Movie plot derived security policy only works when the movie plot becomes real. If we built out bus network on the assumptions behind Speed we’d need to build bus stops for ingress and egress that are essentially moving pavements that don’t allow for the bus to ever slow down, and we’d need to be able to refuel and change drives also without slowing the bus. It’d be a massive waste of money and effort if the attackers did a Speed scenario on the tram or train network or didn’t attack at all.

A real problem is that for those making security policy, and for those implementing the countermeasures, they will always be judged in hindsight. If the next attack targets the connected vehicle through the V2I network, we’ll demand to know why more wasn’t done to protect the connected vehicle. If it targets schoolchildren by attacking the exam results data, we’ll demand to know why that threat was ignored. The answer “we didn’t know…” or “we hadn’t considered this…” is not acceptable.

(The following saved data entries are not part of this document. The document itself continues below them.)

PR #566, opened 2024-03-04
Fix sample summary project output

colts661:
Fixed biocore/microsetta-admin#97


cassidysymons:
@colts661 When we address code that isn't working as intended, we like to add tests that verify the issue has been resolved and can be verified through automated methods. In this scenario, I think two tests would suffice to reflect that the adjustments are working as intended:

The attractiveness of movie plot scenarios is probably hard to ignore—they give a focus to both the threat and the countermeasures. In addition we need to consider the role of Chinese WhispersFootnote 3 in extending a simple story over time.

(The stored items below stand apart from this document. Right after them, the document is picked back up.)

PR #1055, opened 2020-07-23
BXC-2753 - Prevent storage of FITS error mimetypes in transformations

bbpennel:
https://jira.lib.unc.edu/browse/BXC-2753
* Prevent setting mimetype in deposit if it matches the pattern for FITS errors
* Update transformation tests to check for mimetype setting

### DIFF
--- a/migration-util/src/test/java/edu/unc/lib/dcr/migration/content/ContentObjectTransformerTest.java
+++ b/migration-util/src/test/java/edu/unc/lib/dcr/migration/content/ContentObjectTransformerTest.java
@@ -81,6 +81,7 @@ import org.mockito.Mock;
 import edu.unc.lib.dcr.migration.deposit.DepositDirectoryManager;
 import edu.unc.lib.dcr.migration.deposit.DepositModelManager;
 import edu.unc.lib.dcr.migration.fcrepo3.ContentModelHelper.Bxc3UserRole;
+import edu.unc.lib.dcr.migration.fcrepo3.ContentModelHelper.CDRProperty;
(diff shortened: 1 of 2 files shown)


migration-util/src/test/java/edu/unc/lib/dcr/migration/content/ContentObjectTransformerTest.java
```diff
@@ -840,6 +846,60 @@ public void transformFolderWithMissingChild() throws Exception {
...
+
+        // Verify file properties
+        List<RDFNode> bagChildren = workBag.iterator().toList();
+        assertEquals(1, bagChildren.size());
+        assertTrue(bagChildren.contains(child1Resc));
+        assertTrue(child1Resc.hasProperty(RDF.type, Cdr.FileObject));
+        assertTrue(child1Resc.hasLiteral(CdrDeposit.md5sum, DATA_FILE_MD5));
+        assertTrue(child1Resc.hasLiteral(CdrDeposit.createTime, DEFAULT_CREATED_DATE));
+        assertTrue(child1Resc.hasLiteral(CdrDeposit.lastModifiedTime, DEFAULT_CREATED_DATE));
+        assertFalse(child1Resc.hasProperty(CdrDeposit.mimetype));
```
lfarrell, line 897: Is this checking that mimetype property is empty?

bbpennel: Its checking that it doesn't exist with any value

We can imagine dangers of believing the end point of a Chinese Whispers game:

  • Novocomstat has missile launch capability

  • Novocomstat has launched a missile

  • Novocomstat has launched a bio weapon

  • Novocomstat has launched a bio weapon at Neighbourstat

  • Neighbourstat is under attack

  • Neighbourstat is an ally and we need to defend them

  • We’re at war with Novocomstat because they’ve attacked with the nuclear option

As security engineers the guideline is to never react without proof. Quite simply acting on the first of these Chinese Whispers is unwarranted, and acting on the 6th is unwarranted unless all the prior statements have been rigorously verified, quantified and assessed. The various risk management and analysis approaches that exist (there are many) all come together by quantifying the impact of an attack and its likelihood. In recent work in this field in ETSI the role of motivation as well as capability in assessing risk has been re-assessed and now added to the method [E-TVRA]. The aim in understanding where to apply countermeasures to perceived risk requires analysis. That analysis requires expertise and knowledge to perform. In the approach defined by ETSI in TS 102 165-1 this means being able to quantify many aspects of carrying out a technical threat including the time required, the knowledge of the system required, the access to the system, the nature of the attack tools and so forth.

7 Where to Go?

How do you get rid of fear and get acceptance of the threat model? Shared knowledge, shared understanding and willingness to educate each other about what we know and what we may not know. This is the only real way forward. This result is close to zero in boxes 2 and 3 and a bounteous box 1.

8 Conclusions

As stated in Sect. 6 of this paper the approach to getting rid of fear and get acceptance of the threat model is in the wider acceptance of shared knowledge, shared understanding and willingness to educate each other about what we know and what we may not know. The role of standards in giving assurance of interoperability as the key to a solution where more than one stakeholder is involved is difficult to argue against. The nature of the standard is unimportant—it simply has to be accepted by the stakeholders. If the stakeholders are global and largely unknown then an internationally accepted standard is most likely to be the way forward. If, however, the stakeholders are members of a small local team the standard could be as simple as a set of guidance notes maintained on a shared file.

Spreading of fear through a combination of movie plot threats and Chinese Whispers is an inevitable consequence of human curiosity and imagination.

Standards are at the root of sharing a common syntactical and semantic understanding of our world. This is as true for security as it is for any other domain and has to be embraced.